Google will announce that it’s shutting down the shortlived Google Allo chat app “soon,” according to a reliable source familiar with the plan, although the timeline of the announcement may have been delayed by the backlash stemming from our report about ‘Hangouts classic’ being shuttered.
This development comes almost 8 months after Anil Sabharwal, Vice President of Chrome, Comms and Photos at Google, said that the company was “pausing investment” in Google Allo. Google lost its Allo lead, Amit Fulay, to Facebook in January, and the last major update to Allo, version 26, came not long after.
Lately, some of the app’s remaining users have complained of bugs and broken functionality: there have been messages not being delivered, features like hearting posts randomly disappearing for some, and the latest stable version has been unable to perform Google Drive restores of chats for several weeks.
Meanwhile, essentially the entire Allo team was moved to work on Android Messages and spent the last several months porting over much of Allo’s features and functionality — all leading up to the recent beginnings of evidence that the rollout of Google’s RCS ‘Chat’ initiative is gaining traction.
“The strategy behind Allo was ‘let’s build a really great consumer messaging product really from the ground up,’” Sabharwal said in an interview with The Verge earlier this year. As the publication noted, its fewer than 50 million users made Sabharwal’s frank admission that Allo had “not achieved the level of traction that we’d hoped for” entirely unsurprising.
We’ve reached out to Google for comment on Google Allo’s official retirement, but have yet to hear back.
Hangouts classic, too
The retirement of Google Allo may seem obvious given that Google moved it to the backburner months ago — not to mention that it’s proven unable to take on its competitors in any meaningful way. The forthcoming turn down of ‘Hangouts classic’ may be a bit more surprising to some of its millions of dedicated users, however.

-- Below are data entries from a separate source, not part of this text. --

PR #390, opened 2025-07-18
feat: Implements Policy Control and IMSI QoS endpoints

Gmerold:
This PR implements Policy Control and IMSI QoS endpoints according to the new NF configuration system design.
Both endpoints are implemented in the same PR, because they are somewhat related. 

In both cases it is assumed that the configuration parameters of Network Slices and Device Groups have been validated upon creation (POST) or update (PUT) of a Network Slice/Device Group. As indicated in the inline comments, the validation is not implemented yet.


thakurajayL:
@Gmerold could you please share more about what is intention of this PR. What end goal it achieves? Could you share the pointer to the design which you referred in the PR description? 

Thanks for your contribution.

gab-arrobo (changes requested):
Please check whether this properly works with an E2E test because the E2E test fails in my local setup. The webconsole crashes:
```
panic: runtime error: invalid memory address or nil pointer dereference
[signal SIGSEGV: segmentation violation code=0x1 addr=0x14 pc=0x1011734]

goroutine 1 gp=0xc000002380 m=6 mp=0xc000395008 [running]:
panic({0x1236160?, 0x1ec88e0?})
        /usr/local/go/src/runtime/panic.go:811 +0x168 fp=0xc0006cd010 sp=0xc0006ccf60 pc=0x478f48
runtime.panicmem(...)
        /usr/local/go/src/runtime/panic.go:262
runtime.sigpanic()
        /usr/local/go/src/runtime/signal_unix.go:925 +0x359 fp=0xc0006cd070 sp=0xc0006cd010 pc=0x47b7b9
github.com/omec-project/webconsole/backend/nfconfig.buildPccQos({{0xc00049f0d0, 0x9}, 0xfa, {0xc00049f0a8, 0x6}, {0xc00049f0c0, 0x9}, 0x0, 0x0, 0x0, ...})
        /go/src/webconsole/backend/nfconfig/config.go:440 +0x74 fp=0xc0006cd140 sp=0xc0006cd070 pc=0x1011734
github.com/omec-project/webconsole/backend/nfconfig.buildSlicePccRules({{0xc00049f126, 0x7}, {{0x161bc68, 0x1}, {0xc00049f120, 0x6}}, {0xc000384ff0, 0x1, 0x1}, {{0xc00049f0f0, ...}, ...}, ...})
        /go/src/webconsole/backend/nfconfig/config.go:371 +0x178 fp=0xc0006cd3e8 sp=0xc0006cd140 pc=0x1010d38
github.com/omec-project/webconsole/backend/nfconfig.buildPolicyControlConfig({{0xc00049f126, 0x7}, {{0x161bc68, 0x1}, {0xc00049f120, 0x6}}, {0xc000384ff0, 0x1, 0x1}, {{0xc00049f0f0, ...}, ...}, ...})
        /go/src/webconsole/backend/nfconfig/config.go:354 +0x198 fp=0xc0006cd548 sp=0xc0006cd3e8 pc=0x1010a98
github.com/omec-project/webconsole/backend/nfconfig.(*inMemoryConfig).syncPolicyControl(0xc00052c590, {0xc0003044d0?, 0x1?, 0xc00014c0a8?})
        /go/src/webconsole/backend/nfconfig/config.go:336 +0xdd fp=0xc0006cd718 sp=0xc0006cd548 pc=0x101069d
github.com/omec-project/webconsole/backend/nfconfig.(*NFConfigServer).syncInMemoryConfig(0xc00052c580)
        /go/src/webconsole/backend/nfconfig/service.go:198 +0x70b fp=0xc0006cd998 sp=0xc0006cd718 pc=0x101386b
github.com/omec-project/webconsole/backend/nfconfig.NewNFConfigServer(0xc000130378)
        /go/src/webconsole/backend/nfconfig/service.go:67 +0x1c8 fp=0xc0006cda28 sp=0xc0006cd998 pc=0x1012528
main.startApplication(0xc000130378)
        /go/src/webconsole/server.go:76 +0xd3 fp=0xc0006cdab8 sp=0xc0006cda28 pc=0x10cc733
main.action({0xc000158008?, 0x15fa318?}, 0xc000503620?)
        /go/src/webconsole/server.go:64 +0xd9 fp=0xc0006cdb08 sp=0xc0006cdab8 pc=0x10cc5d9
```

At one point, Google seemed to be signaling that Allo would be a suitable replacement for Hangouts’ consumer chat functionality. Now, Google has confirmed that ‘Hangouts classic’ is getting the axe, as well as announced plans to migrate all users to the currently enterprise-focused Hangouts Chat and Hangouts Meet. Those apps will be opened up to consumers at some point in 2019, Google says.
Messages w/ RCS and Duo
What’s still unclear is exactly how the two Hangouts spin-offs will be positioned alongside Android Messages and Duo, two apps that have much of the same functionality as Hangouts as far as consumers are concerned and seem to be much more the center of focus for that audience. Google continues to invest in both heavily — Duo, unlike Allo, has maintained active development this year and has apparently seen wide-reaching success.
Although Google has stopped short of explicitly confirming this, it seems most likely that Android Messages — powered by RCS ‘Chat’ — will be the true spiritual successor to both Allo and the chat functionality of Hangouts. And Google Duo will likely serve the video calling use cases for consumers. ‘Hangouts classic’ as it’s now called, will be “upgraded” to Hangouts Chat and Hangouts Meet, although it appears those apps will still primarily be aimed at enterprise use cases.